▶ [ASSIGNMENT]
Return the lines below that carry the word "makes".

▼

PR #1415, opened 2021-10-03
Typing adjustment - 1353

### LINKED ISSUE #1353: Webapp Linter Fixes - fix linter warnings for file `sortable.tsx`
Fix linter warnings for ...webapp/src/hooks/sortable.tsx
	* Run `npx eslint --ext .tsx,.ts .` in the webapp folder to see them

tiago154:
#### Summary

Hello.

Adjusted the warnings in the file
`webapp/src/hooks/sortable.tsx`

#### Ticket Link

Fixes #1353

### DIFF
--- a/webapp/src/hooks/sortable.tsx
+++ b/webapp/src/hooks/sortable.tsx
@@ -3,7 +3,7 @@
 import React, {useRef} from 'react'
 import {useDrag, useDrop, DragElementWrapper, DragSourceOptions, DragPreviewOptions} from 'react-dnd'
 
-function useSortableBase(itemType: string, item: any, enabled: boolean, handler: (src: any, st: any) => void): [boolean, boolean, DragElementWrapper<DragSourceOptions>, DragElementWrapper<any>, DragElementWrapper<DragPreviewOptions>] {
+function useSortableBase(itemType: string, item: unknown, enabled: boolean, handler: (src: unknown, st: unknown) => void): [boolean, boolean, DragElementWrapper<DragSourceOptions>, DragElementWrapper<unknown>, DragElementWrapper<DragPreviewOptions>] {
     const [{isDragging}, drag, preview] = useDrag(() => ({
         type: itemType,
         item,
@@ -17,7 +17,7 @@ function useSortableBase(itemType: string, item: any, enabled: boolean, handler:
         collect: (monitor) => ({
             isOver: monitor.isOver(),
         }),
-        drop: (dragItem: any) => {
+        drop: (dragItem) => {
             handler(dragItem, item)
         },
         canDrop: () => enabled,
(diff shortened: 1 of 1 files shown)


webapp/src/hooks/sortable.tsx
```diff
@@ -17,23 +30,23 @@ function useSortableBase(itemType: string, item: any, enabled: boolean, handler:
...
+            handler(dragItem, item as HandlerBaseItem)
         },
         canDrop: () => enabled,
     }), [item, handler, enabled])
 
     return [isDragging, isOver, drag, drop, preview]
 }
 
-export function useSortable(itemType: string, item: any, enabled: boolean, handler: (src: any, st: any) => void): [boolean, boolean, React.RefObject<HTMLDivElement>] {
+export function useSortable(itemType: string, item: SortableItem, enabled: boolean, handler: (src: HandlerItem, st: HandlerItem) => void): [boolean, boolean, React.RefObject<HTMLDivElement>] {
```
hahmadia, line 42: We can Simplify this by using Generics. Something like the following

```suggestion
export function useSortable<T>(itemType: string, item: T, enabled: boolean, handler: (src: T, st: T) => void): [boolean, boolean, React.RefObject<HTMLDivElement>] {
```

webapp/src/hooks/sortable.tsx
```diff
@@ -3,7 +3,20 @@
...
+
+type SortableItem = Card | IPropertyOption | IPropertyTemplate
+type HandlerItem = Card & IPropertyTemplate & IPropertyOption
+type HandlerBaseItem = HandlerItem & IContentBlockWithCords
+interface ISortableWithGripItem {
+    block: Block | Block[],
+    cords: {x: number, y?: number, z?: number}
+}
+
+function useSortableBase(itemType: string, item: SortableItem | ISortableWithGripItem, enabled: boolean, handler: (src: HandlerBaseItem, st: HandlerBaseItem) => void): [boolean, boolean, DragElementWrapper<DragSourceOptions>, DragElementWrapper<DragSourceOptions>, DragElementWrapper<DragPreviewOptions>] {
```
hahmadia, line 19:
```suggestion
function useSortableBase<T>(itemType: string, item: T, enabled: boolean, handler: (src: T, st: T) => void): [boolean, boolean, DragElementWrapper<DragSourceOptions>, DragElementWrapper<DragSourceOptions>, DragElementWrapper<DragPreviewOptions>] {
```

webapp/src/hooks/sortable.tsx
```diff
@@ -17,23 +30,23 @@ function useSortableBase(itemType: string, item: any, enabled: boolean, handler:
         collect: (monitor) => ({
             isOver: monitor.isOver(),
         }),
-        drop: (dragItem: any) => {
-            handler(dragItem, item)
+        drop: (dragItem: HandlerBaseItem) => {
+            handler(dragItem, item as HandlerBaseItem)
```
hahmadia, line 34:
```suggestion
        drop: (dragItem: T) => {
            handler(dragItem, item)
```

webapp/src/hooks/sortable.tsx
```diff
@@ -17,23 +30,23 @@ function useSortableBase(itemType: string, item: any, enabled: boolean, handler:
...
-export function useSortable(itemType: string, item: any, enabled: boolean, handler: (src: any, st: any) => void): [boolean, boolean, React.RefObject<HTMLDivElement>] {
+export function useSortable(itemType: string, item: SortableItem, enabled: boolean, handler: (src: HandlerItem, st: HandlerItem) => void): [boolean, boolean, React.RefObject<HTMLDivElement>] {
     const ref = useRef<HTMLDivElement>(null)
     const [isDragging, isOver, drag, drop] = useSortableBase(itemType, item, enabled, handler)
     drop(drag(ref))
     return [isDragging, isOver, ref]
 }
 
-export function useSortableWithGrip(itemType: string, item: any, enabled: boolean, handler: (src: any, st: any) => void): [boolean, boolean, React.RefObject<HTMLDivElement>, React.RefObject<HTMLDivElement>] {
+export function useSortableWithGrip(itemType: string, item: ISortableWithGripItem, enabled: boolean, handler: (src: IContentBlockWithCords, st: IContentBlockWithCords) => void): [boolean, boolean, React.RefObject<HTMLDivElement>, React.RefObject<HTMLDivElement>] {
```
hahmadia, line 49: I'm okay with leavin this the way it is.

hahmadia (changes requested):
Hello! Thank you for the changes!

I noticed that some of the work you've done can be simplified even further by the use of Generic types. That way, we don't have to restrict the types if we plan to use these function  for other types in the future. I'm okay with leaving `useSortableWithGrip` as it is but `useSortable` should be made generic where the `handler` function should handle the `item` of type `T` instead of having a type that unions all of them (In our case that doesn't make a lot of sense since we are never passing a type that has the properties of Card and IPropertyTemplate and so on and so forth). 

Hopefully this makes sense and let me know if you need any assistance.

tiago154:
> Hello! Thank you for the changes!
> 
> I noticed that some of the work you've done can be simplified even further by the use of Generic types. That way, we don't have to restrict the types if we plan to use these function for other types in the future. I'm okay with leaving `useSortableWithGrip` as it is but `useSortable` should be made generic where the `handler` function should handle the `item` of type `T` instead of having a type that unions all of them (In our case that doesn't make a lot of sense since we are never passing a type that has the properties of Card and IPropertyTemplate and so on and so forth).
> 
> Hopefully this makes sense and let me know if you need any assistance.

@hahmadia 

It makes perfect sense what you explained.
I made the changes for using Generics. Please confirm that everything is all right now.
Thanks in advance.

▲

▶ [FINISHED TASK]
Hopefully this makes sense and let me know if you need any assistance.
> Hopefully this makes sense and let me know if you need any assistance.
It makes perfect sense what you explained.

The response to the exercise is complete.